# Why won't my CRS eggs hatch (See 2 babies)?



## waynet (Apr 22, 2010)

I have about 8 pregnant CRS that have been carrying eggs for over 1 month now. Temperature 24C.

Strange I don't see the eggs hatch.

The CRS are still carrying the eggs.

What is the reason?

Thanks

Wayne.


----------



## Petah (Dec 19, 2010)

I know for yellow shrimps, it can take 4-6 weeks. Maybe they will hatch in the next couple of weeks?


----------



## kam yiu (Apr 27, 2010)

I think they need more oxygen and temperature is 25c is better.


----------



## wsl (Apr 21, 2010)

I think you just need to wait a little longer. My CRS carry their eggs for around 5 weeks I believe.


----------



## waynet (Apr 22, 2010)

*Why won't my CRS eggs hatch (added pics)?*

Thanks for the advice.

Temperature at 24C. Now moved up 1C to 25C. Also, I have a huge sponge filter and an external filter. So plenty of oxygen.

Could it be some eggs are not really fertilized?

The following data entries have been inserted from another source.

PR #2762, opened 2021-05-13
MOBILE-3750: Improve accessibility of horizontal scrolls

NoelDeMartin:


crazyserver (changes requested):
Hi Noel!

Changes are ok, but I found that RTL is not supported:
You'll need to flip the buttons order. You can easily do that using flex instead of inline block. I think it will be automatically reversed.

NoelDeMartin:
Thanks @crazyserver for the review, good catch I didn't think about RTL at all. Other than that, I've also done a rebase and fixed a bug where multiple instances of a component with an horizontal scroll wouldn't work properly. Please take another look.

src/addons/block/recentlyaccessedcourses/components/recentlyaccessedcourses/recentlyaccessedcourses.ts
```diff
@@ -62,6 +63,10 @@ export class AddonBlockRecentlyAccessedCoursesComponent extends CoreBlockBaseCom
      * Component being initialized.
      */
     async ngOnInit(): Promise<void> {
+        // Generate unique id for scroll element.
+        const scrollId = CoreUtils.getUniqueId('AddonBlockStarredCoursesComponent-Scroll');
```
crazyserver: You are using AddonBlockStarredCoursesComponent on AddonBlockRecentlyAccessedCoursesComponent

crazyserver (approved):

Read on a few website, people say only fertilized eggs are in the belly.

Pictures of pregnant CRS (belly engorged). Almost 6 weeks.

Wayne.


----------



## waynet (Apr 22, 2010)

*My Crystal Red Shrimp finally hatched (two 2 babies)*

Only two babies from 8 pregnant shrimps.

I am just feeding them some baby Shirakura shrimp food. I hope they eat them.


----------



## kam yiu (Apr 27, 2010)

no need to feed them ,baby shrimp eat the algae 。


----------